EEI's common stock is held by Kentucky Utilities and three other
utility companies. EEI sells its excess electricity to its sponsoring
utilities for resale. The uranium enrichment facility is EEI's only
end-user customer. For each of the three years in the period ended
December 31, 1996, KU Energy derived less than 3.4% of its net income
from its share of the earnings of EEI and OVEC.
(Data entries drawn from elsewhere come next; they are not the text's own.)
PR #14364, opened 2019-03-13
Add UDP client support

wggihan:
## Samples
```
import ballerina/io;
import ballerina/socket;

public function main() {
    // Create a new socket client.
    // Optionally, you can provide port that this socket need to bind or
    // both interface and port as follows.
    // socket:UdpClient client = new({ localAddress: { port: 48828 } });
    // socket:UdpClient client = new({ localAddress: { host: "localhost", port: 48828 } });
    socket:UdpClient socketClient = new({});
    string msg = "Hello from UDP client";
    byte[] c1 = msg.toByteArray("utf-8");
    // Send data to remote host.
    // Second parameter is the address of the remote host.
    var sendResult =
        socketClient->sendTo(c1, { host: "localhost", port: 48826 });
    if (sendResult is int) {
        io:println("Number of bytes written: ", sendResult);
    } else {
        panic sendResult;
    }
    // Wait until data receive from remote host.
    // This will block until receive at least a single byte.
    // Optionally, you can specify the length as below.
    // socketClient->receiveFrom(length = 30)
    // This will block until specified length of bytes receive from host.
    var result = socketClient->receiveFrom();
    if (result is (byte[], int, socket:Address)) {
        var (content, length, address) = result;
        io:ReadableByteChannel byteChannel =
            io:createReadableChannel(content);
        io:ReadableCharacterChannel characterChannel =
            new io:ReadableCharacterChannel(byteChannel, "UTF-8");
        var str = characterChannel.read(60);
        if (str is string) {
            io:println("Received: ", untaint str);
        } else {
            io:println(str.detail().message);
        }
    } else {
        io:println("An error occured while receiving the data ",
            result);
    }
    // Close the client and release the bound port.
    var closeResult = socketClient->close();
    if (closeResult is error) {
        io:println("An error occured while closing the connection ",
            closeResult);
    }
}
```

### DIFF
--- a/examples/udp-socket-client/udp_socket_client.bal
+++ b/examples/udp-socket-client/udp_socket_client.bal
@@ -6,9 +6,9 @@ public function main() {
     // Create a new socket client.
     // Optionally, you can provide port that this socket need to bind or
     // both interface and port as follows.
-    // socket:UdpClient client = new({ localAddress: { port: 48828 } });
-    // socket:UdpClient client = new({ localAddress: { host: "localhost", port: 48828 } });
-    socket:UdpClient socketClient = new({});
+    // socket:UdpClient client = new(localAddress = { port: 48828 });
+    // socket:UdpClient client = new(localAddress = { host: "localhost", port: 48828 });
+    socket:UdpClient socketClient = new;
     string msg = "Hello from UDP client";
     byte[] c1 = msg.toByteArray("utf-8");
     // Send data to remote host.
@@ -36,7 +36,7 @@ public function main() {
         if (str is string) {
             io:println("Received: ", untaint str);
         } else {
-            io:println(str.detail().message);
+            io:println("Error: ", str.detail().message);
         }
     } else {
         io:println("An error occured while receiving the data ",
--- a/examples/udp-socket-client/udp_socket_client.bal
+++ b/examples/udp-socket-client/udp_socket_client.bal
@@ -1,0 +1,51 @@
+// This is the client implementation for the UDP socket.
+import ballerina/io;
+import ballerina/socket;
+
+public function main() {
+    // Create a new socket client.
+    // Optionally, you can provide port that this socket need to bind or
+    // both interface and port as follows.
+    // socket:UdpClient client = new({ localAddress: { port: 48828 } });
+    // socket:UdpClient client = new({ localAddress: { host: "localhost", port: 48828 } });
+    socket:UdpClient socketClient = new({});
+    string msg = "Hello from UDP client";
+    byte[] c1 = msg.toByteArray("utf-8");
+    // Send data to remote host.
+    // Second parameter is the address of the remote host.
+    var sendResult =
+        socketClient->sendTo(c1, { host: "localhost", port: 48826 });
+    if (sendResult is int) {
+        io:println("Number of bytes written: ", sendResult);
+    } else {
+        panic sendResult;
+    }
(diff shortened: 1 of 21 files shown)


stdlib/socket/src/main/ballerina/socket/udp_client_socket.bal
```diff
@@ -0,0 +1,80 @@
...
+# + localAddress - the local IP address string in textual presentation to which the socket is bound
+# + id - a unique identifier to identify each client
+public type UdpClient client object {
+
+    private UdpClientConfig config;
+    public int localPort = 0;
+    public string? localAddress = ();
+    public int id = 0;
+
+    public function __init(UdpClientConfig? clientConfig) {
```
chamil321: Shall we document this method?

examples/udp-socket-client/udp_socket_client.bal
```diff
@@ -0,0 +1,51 @@
...
+        var (content, length, address) = result;
+        io:ReadableByteChannel byteChannel =
+            io:createReadableChannel(content);
+        io:ReadableCharacterChannel characterChannel =
+            new io:ReadableCharacterChannel(byteChannel, "UTF-8");
+        var str = characterChannel.read(60);
+        if (str is string) {
+            io:println("Received: ", untaint str);
+        } else {
+            io:println(str.detail().message);
```
MaryamZi: Shall we say something to indicate that an error occurred, in addition to printing something from the detail?
```suggestion
            io:println("Error: ", str.detail().message);
```

stdlib/socket/src/main/ballerina/socket/udp_client_socket.bal
MaryamZi: Should this be a deaultable param? 
```suggestion
    public function __init(UdpClientConfig? clientConfig = ()) {
```

That way the user would not have to give an empty record literal like in https://github.com/ballerina-platform/ballerina-lang/pull/14364/files#diff-925cdfc5930b3e9edcc7a9e998fda05bR11 when initiating the client, if he doesn't want to specify anything additional 
```ballerina
    socket:UdpClient socketClient = new();
```

stdlib/socket/src/main/ballerina/socket/udp_client_socket.bal
```diff
@@ -0,0 +1,80 @@
...
+        if (clientConfig is UdpClientConfig) {
+            self.config = clientConfig;
+            var initResult = self.initEndpoint(clientConfig);
+            if (initResult is error) {
+                panic initResult;
+            }
+        }
+        return ();
```
MaryamZi: This `return ()` is not needed right? It should work without.

stdlib/socket/src/main/ballerina/socket/udp_client_socket.bal
```diff
@@ -0,0 +1,80 @@
...
+    string host?;
+    int port;
+    !...;
+};
+
+# Configuration for UDP socket client endpoint.
+#
+# + localAddress - The address information this UDP socket bind locally
+public type UdpClientConfig record {
+    Address? localAddress = ();
```
MaryamZi: Given that `localAddress`is the only field in the record and since we only use this record in `__init()` IINM, do we need this record at all?

Should we maybe update `__init()` to accept `Address?` and remove `UdpClientConfig`? 

```ballerina
     public function __init(Address? localAddress = ()) {
```

PR #14388, opened 2019-03-14
Add test listener for HTTP module tests

pubudu91:


stdlib/http/src/test/resources/testng.xml
```diff
@@ -21,6 +21,10 @@ under the License.
 
 <suite name="ballerina-test-suite">
 
+    <!--<listeners>-->
```
chamil321: Shall we add a comment explaining the process when debugging?

pubudu91: Added with 6f65404

PR #14407, opened 2019-03-14
Fix language server gradle build issues

nadeeshaan:


language-server/modules/langserver-core/build.gradle
```diff
@@ -56,6 +84,11 @@ CopySpec copyResourceSpec = copySpec {
     into("resources")
 }
 
+task generateIndex(type: JavaExec) {
+    classpath = sourceSets.main.runtimeClasspath
```
pahans: define inputs and outputs of this task and enable caching for this task.

PR #14410, opened 2019-03-15
[WIP] Updates to anydata, open records and error detail

### LINKED ISSUE #13181: [Spec Deviation] Default record rest field type should be anydata|error (pure)
**Description:**
As per the spec, "if the record-rest-descriptor is empty, then the value may contain extra fields
belonging to any pure type".

Currently this is limited to `anydata` only, and errors cannot be added.

i.e., the current default rest field type is `anydata`, and this needs to be changed to `pure` types.

### LINKED ISSUE #13231: [Spec Deviation] (anydata|error)[] and map<anydata|error> need to be considered as anydata
**Description:**
As per the spec (v0.990:2019-01-16 - pages 30, 31), 
"anydata-type-descriptor := anydata

The type descriptor anydata describes the type of all pure values other than errors. The type anydata contains a shape if and only if the shape is pure and is not the shape of an error value. 

Thus the type anydata|error is the supertype of all pure types. The type anydata is equivalent to the union

() | boolean | int | float | decimal | string | **(anydata|error)[]** | **map<anydata|error>** | xml | table"

But, currently `(anydata|error)[]` and `map<anydata|error>` are not considered `anydata`.

**Affected Versions:**
0.990.2

MaryamZi:
## Purpose
This PR
- Allows structures with pure types (anydata + error) as anydata 
Fixes #13231 - (anydata|error)[] and map<anydata|error> need to be considered as anydata

- Updates the default record rest field to be anydata|error (pure type)
Fixes #13181 - Default record rest field type should be anydata|error (pure)

- Validates that the detail expression specified in the error constructor is a subtype of map<anydata|error>


MaryamZi:
Closing this PR since changes need to be introduced to the error type, type signature and info, to support detail types containing the same errors, Will open a new PR once the changes are done.

PR #14451, opened 2019-03-17
Improve scripts

Manuri:
## Purpose
$Subject


Manuri:
Fixes https://github.com/ballerina-platform/ballerina-lang/issues/14535

Issue #13495, opened 2019-02-06
AESCipherToolNegativeTest.testEncryptionAndDecryptionWithTwoCipherTools fails intermittently


vinok88:
**Description:**
Error:
"[ERROR] testEncryptionAndDecryptionWithTwoCipherTools(org.ballerinalang.stdlib.config.AESCipherToolNegativeTest)  Time elapsed: 0.503 s  <<< FAILURE!
java.lang.AssertionError: Should throw an error expected [true] but found [false]
	at org.ballerinalang.stdlib.config.AESCipherToolNegativeTest.testEncryptionAndDecryptionWithTwoCipherTools(AESCipherToolNegativeTest.java:43)"

vinok88:
There seems to be no issue with this test case. I could reproduce the intermittent behavior by running the test within a loop (100). Look like there is a bug in the cipher tool.

ldclakmal:
The reason for the issue is that we expect the test case should throw an exception since the decryption key is invalid. But in some cases, the given decryption key is able to decrypt the given encrypted string with the use of padding. But the output (decrypted text) does not match with the plain text. Therefore in the test case, no exception is thrown and assertion gets failed.

vinok88:
@ldclakmal, you mean decryption key matches intermittently? Then that's a huge security issue. Correct me if I'm wrong.

ldclakmal:
@vinok88 Decryption key does not match with encryption key intermittently. What happens is that the decryption key may end up in a key that the encoded byte array can be decrypted properly. But the result never matches with the original plain text.
In the test cases, it expected an exception each and every time. But in some cases, the exception does not occur. That is the reason why the test was failed intermittently. So, if the exception does not occur, the decrypted plain text should not be matched with the original plain text.

PR #14492, opened 2019-03-18
Fix the test case for decryption bug

ldclakmal:
## Purpose
Fixes https://github.com/ballerina-platform/ballerina-lang/issues/13495 and moved the test case into `AESCipherToolTest.java` file as a negative test case.


stdlib/config-api/src/test/java/org/ballerinalang/stdlib/config/AESCipherToolTest.java
```diff
@@ -60,4 +60,23 @@ public void testEncryptionAndDecryptionWithLongSecret() throws AESCipherToolExce
...
+        try {
+            AESCipherTool encryptionCipherTool = new AESCipherTool(encryptionKey);
+            String encryptedStr = encryptionCipherTool.encrypt(plainText);
+            AESCipherTool decryptionCipherTool = new AESCipherTool(decryptionKey);
+            String decryptedText = decryptionCipherTool.decrypt(encryptedStr);
+            // We expect the above line should throw an exception since the decryption key is invalid. But in some cases
+            // the given decryption key is able to decrypt the given encrypted string with the use of padding. Then, the
+            // output (decrypted text) does not match with the plain text.
+            Assert.assertNotEquals(decryptedText, plainText);
+        } catch (AESCipherToolException e) {
```
Manuri: Can't we make this an expected exception?

ldclakmal: Since it does not throw an exception always, we can't do that. The reason for the intermittent failure was also not throwing exception always.

PR #14500, opened 2019-03-18
[stdlib] [cache] Panic Cache initilization when the Scheduler causes an error

ThisaruGuruge:

### DIFF
--- a/stdlib/cache/src/main/ballerina/cache/cache.bal
+++ b/stdlib/cache/src/main/ballerina/cache/cache.bal
@@ -80,7 +80,7 @@ public type Cache object {
 
         var attachCacheCleanerResult = cacheCleanupTimer.attach(cacheCleanupService);
         if (attachCacheCleanerResult is error) {
-            error e = error("Failed to create cache cleanup scheduler.", { message : attachCacheCleanerResult.detail().message });
+            error e = error("Failed to create the cache cleanup task.", { message : attachCacheCleanerResult.detail().message });
             panic e;
         }
         var timerStartResult = cacheCleanupTimer.start();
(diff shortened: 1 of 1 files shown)


stdlib/cache/src/main/ballerina/cache/cache.bal
```diff
@@ -78,9 +78,16 @@ public type Cache object {
         };
         task:Scheduler cacheCleanupTimer = new(cacheCleanupTimerConfiguration);
 
-        _ = cacheCleanupTimer.attach(cacheCleanupService);
-        _ = cacheCleanupTimer.start();
-
+        var attachCacheCleanerResult = cacheCleanupTimer.attach(cacheCleanupService);
+        if (attachCacheCleanerResult is error) {
+            error e = error("Failed to create cache cleanup scheduler.", { message : attachCacheCleanerResult.detail().message });
```
Shan1024: This is actually not a `scheduler`, it is a `task`, right? (we just try to schedule the task here)

```suggestion
            error e = error("Failed to create the cache cleanup task.", { message : attachCacheCleanerResult.detail().message });
```

stdlib/cache/src/main/ballerina/cache/cache.bal
```diff
@@ -78,9 +78,16 @@ public type Cache object {
...
+            panic e;
+        }
+        var timerStartResult = cacheCleanupTimer.start();
+        if (timerStartResult is error) {
+            error e = error("Failed to start cache cleanup scheduler.", { message : timerStartResult.detail().message });
```
Shan1024:
```suggestion
            error e = error("Failed to start the cache cleanup task.", { message : timerStartResult.detail().message });
```

Issue #13441, opened 2019-02-01
[Spec Deviation] Abstract Listener Object's mismatching method signature


Anoukh:
**Description:**
As per the spec (v0.990:2019-01-16), AbstractListener objects __attach() signature is as follows
```ballerina
function __attach (service s, string? name = ()) returns error?;
```
Implemented function signature is as follows
```ballerina
public function __attach(service s, map<any> annotationData) returns error?
```

**Affected Versions:**
0.990.2

PR #14532, opened 2019-03-19
Change abstract listener's __attach signature

rdhananjaya:
## Purpose
Current signature of __attach function of abstract listener is as follows:
```ballerina
public function __attach(service s, map<any> annotationData) returns error?
```

In Ballerina spec it should be as follows:
```ballerina
function __attach (service s, string? name = ()) returns error?;
```

This PR fixes https://github.com/ballerina-platform/ballerina-lang/issues/13441


tests/ballerina-spec-conformance-tests/S05_builtin_abstract_types/tests/deviations/listener.bal
```diff
@@ -1,66 +0,0 @@
-// Copyright (c) 2019 WSO2 Inc. (http://www.wso2.org) All Rights Reserved.
```
MaryamZi: Instead of removing this, shall we move it as a conforming test?

rdhananjaya: Will move to tests/ballerina-spec-conformance-tests/S05_builtin_abstract_types/tests/ with expected  __attach signature.

stdlib/http/src/main/ballerina/http/non_listening_service_endpoint.bal
```diff
@@ -43,7 +43,7 @@ public type MockListener object {
 
     public function init (ServiceEndpointConfiguration c);
     public extern function initEndpoint () returns (error?);
-    public extern function register (service s, map<any> annotationData) returns error?;
+    public extern function register (service s, string? name) returns error?;
```
hasithaa: @wggihan why is this a public function? Shall we make this module private.

stdlib/http/src/main/ballerina/http/service_endpoint.bal
```diff
@@ -61,8 +61,9 @@ public type Listener object {
     # Gets invoked when attaching a service to the endpoint.
     #
     # + s - The service that needs to be attached
+    # + name - Name of the service
     # + return - An `error` if there is any error occured during the service attachment process or else nil
-    extern function register(service s, map<any> annotationData) returns error?;
+    extern function register(service s, string? name = ()) returns error?;
```
hasithaa: In some places, we have used `string?` name, shall we unify it.

stdlib/task/src/main/ballerina/task/listener.bal
```diff
@@ -33,8 +33,9 @@ public type Listener object {
         }
     }
 
-    public function __attach(service s, map<any> annotationData) returns error? {
-        return self.register(s, annotationData);
+    public function __attach(service s, string? name = ()) returns error? {
+        // ignore param 'name'
+        return self.register(s, {});
```
hasithaa: Is using `{}` this intentional? I think parsing service name to register function is useful. @ThisaruGuruge @rdhananjaya wdyt ?

ThisaruGuruge: We need an `attachment` parameter to pass inside the service. We used this to pass that `attachment` parameter, if the developer provide it. We use it in [Task Scheduler](https://github.com/ballerina-platform/ballerina-lang/blob/746d2424ecd17f83b6d9b324c6203016a3d13967/stdlib/task/src/main/ballerina/task/scheduler.bal#L33)

hasithaa: Shall we create an issue to track this, Ideally, with the new "Annotation and reflection API" design we should be able to handle this inside the method, without user providing this.

ThisaruGuruge: Sure. I'll create one.

stdlib/http/src/main/ballerina/http/non_listening_service_endpoint.bal
wggihan: @chamil321 Can you please check the feasibility of making this private?

chamil321: @wggihan Sure I'll check

hasithaa:
@rdhananjaya. Example nats-basic-client is added recently and it is failing. Can you fix that. ?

In addition to Kentucky Utilities, KU Energy has one other
subsidiary, KU Capital Corporation (``KU Capital''). KU Capital is KU
Energy's vehicle for investments in various nonutility energy-related
ventures. These activities have consisted of investing as an equity
participant in leases of eight combustion turbine generating units to
other utilities and investing in limited partnership interests in
various independent projects that are either QFs or EWGs.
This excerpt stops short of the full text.